The film contains comedy, tragedy, attempted suicide, a collapsing marriage, a secret adoption, a doomed love affair, and a funeral — and none of it feels forced or tonal whiplash. Anderson holds it all together through sheer compositional confidence and a generosity toward his characters that borders on radical. He loves the Tenenbaums even when they’re awful, which is often, and that love is what makes the film’s final act so powerful.

Royal Tenenbaum dies. “He had a lot of faults, but he didn’t let anyone down in the end.” It’s the simplest possible epitaph, and it earns every tear.

The Throughline

What strikes you, looking at Anderson’s filmography as a whole, is how consistent his preoccupations are. Absent fathers. Gifted children who become disappointed adults. The gap between how we organize the world and how the world actually feels. Every film asks the same question in a different key: can love survive the mess we make of it?

The answer, in Anderson’s universe, is always a qualified yes.

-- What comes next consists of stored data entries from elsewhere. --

PR #709, opened 2022-02-16
fixes #702

### LINKED ISSUE #702: import.action does not set unused field to null

thiloSchlemmer:
sets unused fields to null

updates doc

### DIFF
--- a/src/store/import/import.action.js
+++ b/src/store/import/import.action.js
@@ -4,12 +4,15 @@ import { IMPORT_ADDED } from './import.reducer';
 
 
 /**
- * Request for fitting a map to a geographic extent
- * @typedef {Object} ImportOption
+ * Properties for a import of vectorDataResources
+ * @typedef {Object} ImportProperties
  * @property {String|null} data the data to import
  * @property {String|null} mimeType the mimeType of the data-property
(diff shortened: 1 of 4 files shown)


src/store/import/import.action.js
```diff
@@ -4,13 +4,16 @@ import { IMPORT_ADDED } from './import.reducer';
 
 
 /**
- * Request for fitting a map to a geographic extent
- * @typedef {Object} ImportOption
+ * Properties for a import of vectorDataResources
```
taulinger, line 7: Not necessarily vector data,  could also be  a WMS URL or something else in the future

src/store/import/import.reducer.js
```diff
@@ -5,7 +5,7 @@ export const IMPORT_ADDED = 'import/added';
 export const initialState = {
 
 	/**
-	 * @property {ImportOption|null}
+	 * @property {ImportProperties|null}
```
taulinger, line 8: payload is an  `EventLike<ImportProperties>`

taulinger (commented):
Looks good!

taulinger (approved):
Thx!

PR #710, opened 2022-02-16
georesources: assign optional properties by method

taulinger:
Improves and unifies handling of optional properties for GeoResources and provides a basis for adding further optional properties for all kinds of GeoResources.


thiloSchlemmer (approved):
Nice Rework!

PR #711, opened 2022-02-16
change behaviour of baselayer switcher

### LINKED ISSUE #705: baselayer switcher removes layer even when it has an index > 0
When selecting a base layer, an existing base layer should be removed only when it has an index of 0

alsturm:
fixes #705


taulinger (commented):
Looks good, would just suggest correcting the test description

taulinger:
Obsolete due to #718, but let's keep this branch for a while

PR #712, opened 2022-02-16
fix unintended activation of Dropzone

thiloSchlemmer:
update of the drag&drop-behavior in DndImportPanel, where a
unintended activation of the dropzone by dragged LayerItems is
prevented by checking for emptyness of the dataTransfer.types-Array.
Any other type than the known importTypes (File, text/plain) will
still result in a message being displayed.


taulinger (commented):
Thx, would just suggest correcting the test description

taulinger (approved):
👍

PR #718, opened 2022-02-17
alter BaseLayerSwitcher behavior

### LINKED ISSUE #705: baselayer switcher removes layer even when it has an index > 0

taulinger:
Allow multiple layers for the same GeoResource.
When a layer referencing a base GeoResource is not on index = 0, a second layer for that GeoResource can be added.

Fixes #705


alsturm (approved):

thiloSchlemmer (approved):
Nice

PR #728, opened 2022-02-22
fix flaky DndImportPanel.test

thiloSchlemmer:


thiloSchlemmer:
fix of flaky DndImportPanel.test will be adressed in [dev_rework-import](https://github.com/ldbv-by/bav4-nomigration/pull/730)

PR #937, opened 2022-04-14
Prevent overlapping MeasurementOverlays

thiloSchlemmer:
Under some circumstances the measurement-overlays overlapping each other...
With this enhancement, the calculation is updated to prevent the overlap.


taulinger (approved):
Thx

PR #962, opened 2022-04-25
olMap: emit notification in case of layer adding failure

### LINKED ISSUE #939: inform user when layer could not be added on map
replaces #790

taulinger:
resolves #939


thiloSchlemmer (approved):
Nice

PR #964, opened 2022-04-26
take real data as input for source type detection

taulinger:
Derive final source type from loaded data. They might not be what they pretend to be...

Test URL: https://www.bergfex.de/downloads/gps/?type=&id=82563&fileType=kml


thiloSchlemmer (dismissed):
Thx!

thiloSchlemmer (approved):
THX

PR #967, opened 2022-04-27
LayerItem: hide inactive buttons 

thiloSchlemmer:
Update the visibility and behavior of copy- and LayerInfo-button in a LayerItem,
whether or not the layer can be copied/has MetaData or not.


src/services/FileStorageService.js
```diff
@@ -82,6 +82,8 @@ export const FileStorageServiceDataTypes = Object.freeze({
 	KML: 'application/vnd.google-earth.kml+xml'
 });
 
+export const TEMP_STORAGE_ID = 'temp_storage_id';
+
```
taulinger, line 86: Would suggest redoing this change: As before the temp. GeoResource ID just needs to be known locally

taulinger (approved):
Thx!

PR #968, opened 2022-04-28
add featureinfo style

alsturm:
objektinffo

### DIFF
--- a/src/modules/featureInfo/components/featureInfoPanel.css
+++ b/src/modules/featureInfo/components/featureInfoPanel.css
@@ -114,6 +114,7 @@ img {
 	color: var(--primary-color) .3;
 }
 
+/* just for grundsteuer release, should be removed later */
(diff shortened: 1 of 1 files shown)


src/modules/featureInfo/components/featureInfoPanel.css
```diff
@@ -112,3 +113,7 @@ img {
 .ba-section:hover .ba-list-item__header .ba-list-item__text {
 	color: var(--primary-color) .3;
 }
+
+.grundsteuer p {
+	padding: 0 0 .8em 0;
+}
```
taulinger, line 119: Let's add a comment, something like "just for grundsteuer release, should be removed later"

alsturm: done

taulinger (approved):

PR #986, opened 2022-05-02
fix _setSelection when select is deactivated

### LINKED ISSUE #985: OlDrawHandler throws unhandled exception on deactivate
`TypeError: this._select.getFeatures is not a function`

thiloSchlemmer:
fixes #985


taulinger (approved):
thx

PR #995, opened 2022-05-05
fix createStringLatLong

### LINKED ISSUE #994: bvvStringifyFunction cannot handle 3D coordinates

Not easily. Not without cost. But yes.

Some of these films ask the question more beautifully than others. Some find answers that cut deeper. But there isn’t a single Wes Anderson film that doesn’t reward your attention, your patience, and your willingness to meet it on its own terms. Even the ones at the bottom of this list are better than most filmmakers’ best work.

Rank them however you like. Just watch them all.